- Exercise brief -
Go to the line holding "--- a/src/Button/index.js" in the entries below and write out exactly every line down to and including the line holding "akdetrick: > nds".

——

PR #537, opened 2022-01-24
Breaking/464 button props

### LINKED ISSUE #464: [Button] (breaking) remove `type`, `children` and `className` props
Make the following breaking changes to `Button`:

- render `button` element by default
- rename `type` to `kind`
- remove `children` (consumers must use `label` moving forward)
- remove `className` (do not allow style customization on buttons, period)

akdetrick:
fixes #464 

**Breaking change merging into `major/v2`**

Making the following changes in individual commits so that release notes display complete information on what breaking changes were made.

- Renders `Button` as a `button` element by default. Consumers may use `as="a"` to render as an anchor element
- ~Removes `children` support. Consumers must use `label` moving forward.~
- Removes `className` support. Consumers must rely on `kind` prop to choose button style from a limited set.
- Renames `type` prop to `kind`

_(Edit: reverted removal of `children` prop for this PR)_

Screen Shot 2022-01-24 at 6 37 39 PM

### DIFF
--- a/src/Button/index.js
+++ b/src/Button/index.js
@@ -16,7 +16,6 @@ const Button = ({
   disabled = false,
   type = "primary",
   label,
-  className,
   onClick = () => {},
   as = "button",
   ...otherProps
@@ -37,7 +36,6 @@ const Button = ({
           resetButton: as === "button",
           "nds-button--disabled": disabled,
         },
-        className,
       ])}
       disabled={isButtonElement && disabled ? true : undefined}
       data-testid="nds-button"
@@ -58,14 +56,6 @@ Button.propTypes = {
   type: PropTypes.oneOf(["primary", "secondary", "menu", "plain"]),
   /** Click callback, with event object passed as argument */
   onClick: PropTypes.func,
-  /**
-   * ️**⚠️ DEPRECATED**
-   *
-   * Support for passing custom `className` strings will be removed in
-   * a future release.
-   * Please use the `type` prop to determine the button style instead.
-   */
-  className: PropTypes.string,
 };
 
 export default Button;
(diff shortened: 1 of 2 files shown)


src/Button/index.js
```diff
@@ -39,47 +31,31 @@ const Button = ({
...
-   * Please use the `type` prop to determine the button style instead.
-   */
-  className: PropTypes.string,
-  /**
-   * **⚠️ DEPRECATED**
-   *
-   * Passing children to render the button label will be removed
-   * in a future release. Use the `label` prop instead.
-   */
-  children: PropTypes.node,
```
graphicsforge, line 82: are you sure you want to do this? I thought we wanted nds usage to be as analogous to normal DOM elements as possible, and `<button>do thing</button>` is [current recommended practice](https://developer.mozilla.org/en-US/docs/Web/HTML/Element/button#accessibility_concerns)

akdetrick: > nds usage to be as analogous to normal DOM elements as possible

This may have been a stated goal before my time, but my goal is to make NDS components as reusable and composable as possible. The props interface does not need to match the DOM output to accomplish that.

As for the `button` element recommendation, I totally agree. This PR changes the default DOM element rendered to `button` (we were rendering an anchor up until now)

akdetrick: @graphicsforge On closer, inspection it looks like we need to support an `icon` prop before we can do this:

`NewThreadModal.jsx`
```jsx
<Button
          className="ui primary button new-thread-button"
          onClick={(e) => onClick(e)}
        >
          <Plus size={17} />
          New message
        </Button>
```

I will roll back this change for the v2 release and `children` will be supported until we can add icon prop support to `Button`.

graphicsforge (approved):

PR #544, opened 2022-01-26
fix: use ESM export syntax for root export

agreatscott:
Consuming `1.29.0` results in an error when importing the components, this should resolve it, but maybe there's a better way?


akdetrick:
applied the fix to `master`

——

- Completed task -
--- a/src/Button/index.js
+++ b/src/Button/index.js
@@ -16,7 +16,6 @@ const Button = ({
   disabled = false,
   type = "primary",
   label,
-  className,
   onClick = () => {},
   as = "button",
   ...otherProps
@@ -37,7 +36,6 @@ const Button = ({
           resetButton: as === "button",
           "nds-button--disabled": disabled,
         },
-        className,
       ])}
       disabled={isButtonElement && disabled ? true : undefined}
       data-testid="nds-button"
@@ -58,14 +56,6 @@ Button.propTypes = {
   type: PropTypes.oneOf(["primary", "secondary", "menu", "plain"]),
   /** Click callback, with event object passed as argument */
   onClick: PropTypes.func,
-  /**
-   * ️**⚠️ DEPRECATED**
-   *
-   * Support for passing custom `className` strings will be removed in
-   * a future release.
-   * Please use the `type` prop to determine the button style instead.
-   */
-  className: PropTypes.string,
 };
 
 export default Button;
(diff shortened: 1 of 2 files shown)


src/Button/index.js
```diff
@@ -39,47 +31,31 @@ const Button = ({
...
-   * Please use the `type` prop to determine the button style instead.
-   */
-  className: PropTypes.string,
-  /**
-   * **⚠️ DEPRECATED**
-   *
-   * Passing children to render the button label will be removed
-   * in a future release. Use the `label` prop instead.
-   */
-  children: PropTypes.node,
```
graphicsforge, line 82: are you sure you want to do this? I thought we wanted nds usage to be as analogous to normal DOM elements as possible, and `<button>do thing</button>` is [current recommended practice](https://developer.mozilla.org/en-US/docs/Web/HTML/Element/button#accessibility_concerns)

akdetrick: > nds usage to be as analogous to normal DOM elements as possible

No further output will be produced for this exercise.